▶ [TASK REQUIREMENTS]
Please restate word for word the line holding "What is unsuitable?" and every following line through the end of the entries.
# # # # # # #
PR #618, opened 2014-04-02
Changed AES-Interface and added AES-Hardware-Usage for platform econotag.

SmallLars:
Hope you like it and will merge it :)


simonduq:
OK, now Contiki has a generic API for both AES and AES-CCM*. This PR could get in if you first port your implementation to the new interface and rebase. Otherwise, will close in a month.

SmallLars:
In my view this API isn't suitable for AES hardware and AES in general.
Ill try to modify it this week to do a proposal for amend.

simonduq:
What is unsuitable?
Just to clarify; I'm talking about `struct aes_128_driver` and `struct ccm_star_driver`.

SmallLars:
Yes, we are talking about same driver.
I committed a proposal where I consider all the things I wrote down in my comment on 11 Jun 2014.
# # # # # # #
▶ [RESPONSE BOX]
What is unsuitable?
Just to clarify; I'm talking about `struct aes_128_driver` and `struct ccm_star_driver`.

SmallLars:
Yes, we are talking about same driver.
I committed a proposal where I consider all the things I wrote down in my comment on 11 Jun 2014.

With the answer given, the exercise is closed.